To do
Each line below that carries the string "const" must appear in the answer.

(Extracted data begins)

PR #914, opened 2023-04-26
too much `stdexec::` namespace qualification in `nvexec/`

ericniebler:


include/nvexec/stream/algorithm_base.cuh
```diff
@@ -102,47 +100,46 @@ namespace nvexec::STDEXEC_STREAM_DETAIL_NS::__algo_range_init_fun {
...
-      friend auto tag_invoke(stdexec::get_completion_signatures_t, Self&&, Env)
+      template <__decays_to<__t> Self, class Env>
+      friend auto tag_invoke(get_completion_signatures_t, Self&&, Env)
         -> completion_signatures<Self, Env>
         requires true;
 
-      friend auto tag_invoke(stdexec::get_env_t, const __t& self) //
-        noexcept(stdexec::__nothrow_callable<stdexec::get_env_t, const Sender&>)
-          -> stdexec::__call_result_t<stdexec::get_env_t, const Sender&> {
-        return stdexec::get_env(self.sndr_);
```
maikel, line 145: Isn't it here a good idea to call `stdexec::get_env(self.sndr_)` instead of `get_env(self.sndr_)` because of ADL ?

ericniebler: `get_env` is an object, not a function. No ADL if it's found in phase one name lookup.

(Extracted data ends)

Reply
-      friend auto tag_invoke(stdexec::get_env_t, const __t& self) //
-        noexcept(stdexec::__nothrow_callable<stdexec::get_env_t, const Sender&>)
-          -> stdexec::__call_result_t<stdexec::get_env_t, const Sender&> {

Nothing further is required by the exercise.